Repeat nothing but the lines below running from the one containing "PR #1663, opened 2021-11-09" to the one containing "modules/core/test/v2/unit/coins/utxo/transaction.ts". Keep both end lines.

>>

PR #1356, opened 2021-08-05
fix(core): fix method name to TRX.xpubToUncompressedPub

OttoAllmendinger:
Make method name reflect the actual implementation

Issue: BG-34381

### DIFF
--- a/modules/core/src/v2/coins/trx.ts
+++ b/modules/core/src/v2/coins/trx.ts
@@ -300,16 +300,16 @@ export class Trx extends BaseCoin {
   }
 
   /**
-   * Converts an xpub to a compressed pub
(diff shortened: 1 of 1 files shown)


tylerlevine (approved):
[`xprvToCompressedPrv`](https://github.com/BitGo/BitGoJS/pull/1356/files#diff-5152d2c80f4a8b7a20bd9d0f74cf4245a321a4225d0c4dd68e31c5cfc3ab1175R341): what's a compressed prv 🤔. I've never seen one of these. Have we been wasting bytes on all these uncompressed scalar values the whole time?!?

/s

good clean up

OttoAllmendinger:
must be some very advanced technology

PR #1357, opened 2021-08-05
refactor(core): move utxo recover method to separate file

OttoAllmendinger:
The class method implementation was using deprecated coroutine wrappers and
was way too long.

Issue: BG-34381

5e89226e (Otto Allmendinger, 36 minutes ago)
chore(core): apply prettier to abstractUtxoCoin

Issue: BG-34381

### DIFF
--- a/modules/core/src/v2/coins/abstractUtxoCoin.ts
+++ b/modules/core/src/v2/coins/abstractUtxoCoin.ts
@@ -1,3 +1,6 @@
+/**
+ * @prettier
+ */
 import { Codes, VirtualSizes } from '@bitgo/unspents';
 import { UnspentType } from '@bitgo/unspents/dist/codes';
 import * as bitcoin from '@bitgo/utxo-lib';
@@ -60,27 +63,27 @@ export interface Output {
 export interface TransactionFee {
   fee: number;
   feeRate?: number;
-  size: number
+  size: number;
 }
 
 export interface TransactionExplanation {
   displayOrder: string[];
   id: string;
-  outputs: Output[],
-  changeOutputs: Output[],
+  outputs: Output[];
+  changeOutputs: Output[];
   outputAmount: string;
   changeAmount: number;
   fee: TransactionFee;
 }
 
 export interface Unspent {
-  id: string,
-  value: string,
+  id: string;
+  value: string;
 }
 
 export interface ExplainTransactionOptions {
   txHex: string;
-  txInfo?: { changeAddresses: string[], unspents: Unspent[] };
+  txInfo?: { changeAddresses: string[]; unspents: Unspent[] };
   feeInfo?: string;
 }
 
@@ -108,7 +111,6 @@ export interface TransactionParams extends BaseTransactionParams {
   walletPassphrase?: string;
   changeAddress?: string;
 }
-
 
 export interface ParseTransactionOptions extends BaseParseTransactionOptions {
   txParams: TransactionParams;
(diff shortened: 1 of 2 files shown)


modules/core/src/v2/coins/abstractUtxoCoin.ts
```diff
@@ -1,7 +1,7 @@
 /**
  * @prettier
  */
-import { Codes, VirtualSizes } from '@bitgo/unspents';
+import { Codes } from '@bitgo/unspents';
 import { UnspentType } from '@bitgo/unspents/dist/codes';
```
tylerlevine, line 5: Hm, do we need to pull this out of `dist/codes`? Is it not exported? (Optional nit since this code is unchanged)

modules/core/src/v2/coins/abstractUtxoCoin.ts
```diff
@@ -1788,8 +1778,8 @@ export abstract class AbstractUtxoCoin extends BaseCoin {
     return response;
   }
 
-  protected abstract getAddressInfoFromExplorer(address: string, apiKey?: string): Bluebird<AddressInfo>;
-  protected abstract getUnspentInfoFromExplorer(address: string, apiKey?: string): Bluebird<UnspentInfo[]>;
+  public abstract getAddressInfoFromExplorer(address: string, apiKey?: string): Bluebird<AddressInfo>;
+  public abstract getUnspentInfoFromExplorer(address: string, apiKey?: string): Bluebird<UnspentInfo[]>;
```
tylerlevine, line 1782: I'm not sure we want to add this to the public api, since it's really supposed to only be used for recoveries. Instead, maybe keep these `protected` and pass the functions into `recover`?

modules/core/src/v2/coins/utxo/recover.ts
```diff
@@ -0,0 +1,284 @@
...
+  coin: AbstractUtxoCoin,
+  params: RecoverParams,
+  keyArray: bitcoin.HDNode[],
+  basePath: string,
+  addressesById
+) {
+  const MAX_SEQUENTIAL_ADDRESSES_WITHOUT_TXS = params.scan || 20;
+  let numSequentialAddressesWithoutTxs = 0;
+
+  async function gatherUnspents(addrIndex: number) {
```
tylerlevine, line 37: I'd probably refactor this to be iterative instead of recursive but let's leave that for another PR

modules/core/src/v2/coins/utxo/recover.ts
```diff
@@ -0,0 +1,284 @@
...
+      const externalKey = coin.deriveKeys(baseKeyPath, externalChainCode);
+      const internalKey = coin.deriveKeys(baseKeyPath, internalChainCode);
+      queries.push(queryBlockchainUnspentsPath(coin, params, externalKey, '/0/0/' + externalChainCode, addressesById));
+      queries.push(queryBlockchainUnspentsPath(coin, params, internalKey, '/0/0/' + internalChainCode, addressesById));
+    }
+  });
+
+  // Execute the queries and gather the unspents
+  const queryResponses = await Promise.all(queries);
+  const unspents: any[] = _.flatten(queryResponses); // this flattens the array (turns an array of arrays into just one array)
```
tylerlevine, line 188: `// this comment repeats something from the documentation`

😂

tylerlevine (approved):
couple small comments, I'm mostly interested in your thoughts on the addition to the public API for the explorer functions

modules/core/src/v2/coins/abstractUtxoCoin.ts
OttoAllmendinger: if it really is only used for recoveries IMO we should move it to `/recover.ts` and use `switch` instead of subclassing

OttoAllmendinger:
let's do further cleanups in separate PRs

<<
>>

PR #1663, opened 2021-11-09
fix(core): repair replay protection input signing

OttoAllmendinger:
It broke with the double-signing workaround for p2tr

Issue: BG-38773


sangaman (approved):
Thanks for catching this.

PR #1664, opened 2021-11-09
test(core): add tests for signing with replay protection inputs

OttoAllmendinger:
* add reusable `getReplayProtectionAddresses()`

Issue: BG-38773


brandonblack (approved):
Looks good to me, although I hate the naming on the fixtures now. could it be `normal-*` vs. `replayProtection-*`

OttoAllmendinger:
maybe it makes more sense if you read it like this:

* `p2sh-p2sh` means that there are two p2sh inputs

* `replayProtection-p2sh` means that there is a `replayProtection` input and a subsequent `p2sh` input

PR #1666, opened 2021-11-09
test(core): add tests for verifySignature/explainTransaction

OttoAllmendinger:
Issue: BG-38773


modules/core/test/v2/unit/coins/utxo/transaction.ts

<<
>>

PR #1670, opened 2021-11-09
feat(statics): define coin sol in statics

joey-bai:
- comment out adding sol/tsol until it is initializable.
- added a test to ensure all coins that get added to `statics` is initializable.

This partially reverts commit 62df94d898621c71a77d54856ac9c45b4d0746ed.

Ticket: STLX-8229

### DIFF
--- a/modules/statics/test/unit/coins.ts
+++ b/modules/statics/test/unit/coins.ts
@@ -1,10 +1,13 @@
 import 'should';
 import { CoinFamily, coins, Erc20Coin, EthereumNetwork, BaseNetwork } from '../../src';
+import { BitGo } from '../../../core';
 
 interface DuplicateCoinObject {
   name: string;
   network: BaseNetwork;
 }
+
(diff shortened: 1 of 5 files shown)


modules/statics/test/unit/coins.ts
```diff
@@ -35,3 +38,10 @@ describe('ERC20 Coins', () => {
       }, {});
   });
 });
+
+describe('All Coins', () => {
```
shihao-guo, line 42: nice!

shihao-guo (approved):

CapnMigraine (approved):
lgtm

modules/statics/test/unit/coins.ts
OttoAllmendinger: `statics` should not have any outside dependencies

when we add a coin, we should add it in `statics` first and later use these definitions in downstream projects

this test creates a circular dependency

<<

**Problem solution**:
PR #1663, opened 2021-11-09
fix(core): repair replay protection input signing

OttoAllmendinger:
It broke with the double-signing workaround for p2tr

Issue: BG-38773


sangaman (approved):
Thanks for catching this.

PR #1664, opened 2021-11-09
test(core): add tests for signing with replay protection inputs

OttoAllmendinger:
* add reusable `getReplayProtectionAddresses()`

Issue: BG-38773


brandonblack (approved):
Looks good to me, although I hate the naming on the fixtures now. could it be `normal-*` vs. `replayProtection-*`

OttoAllmendinger:
maybe it makes more sense if you read it like this:

* `p2sh-p2sh` means that there are two p2sh inputs

* `replayProtection-p2sh` means that there is a `replayProtection` input and a subsequent `p2sh` input

PR #1666, opened 2021-11-09
test(core): add tests for verifySignature/explainTransaction

OttoAllmendinger:
Issue: BG-38773


modules/core/test/v2/unit/coins/utxo/transaction.ts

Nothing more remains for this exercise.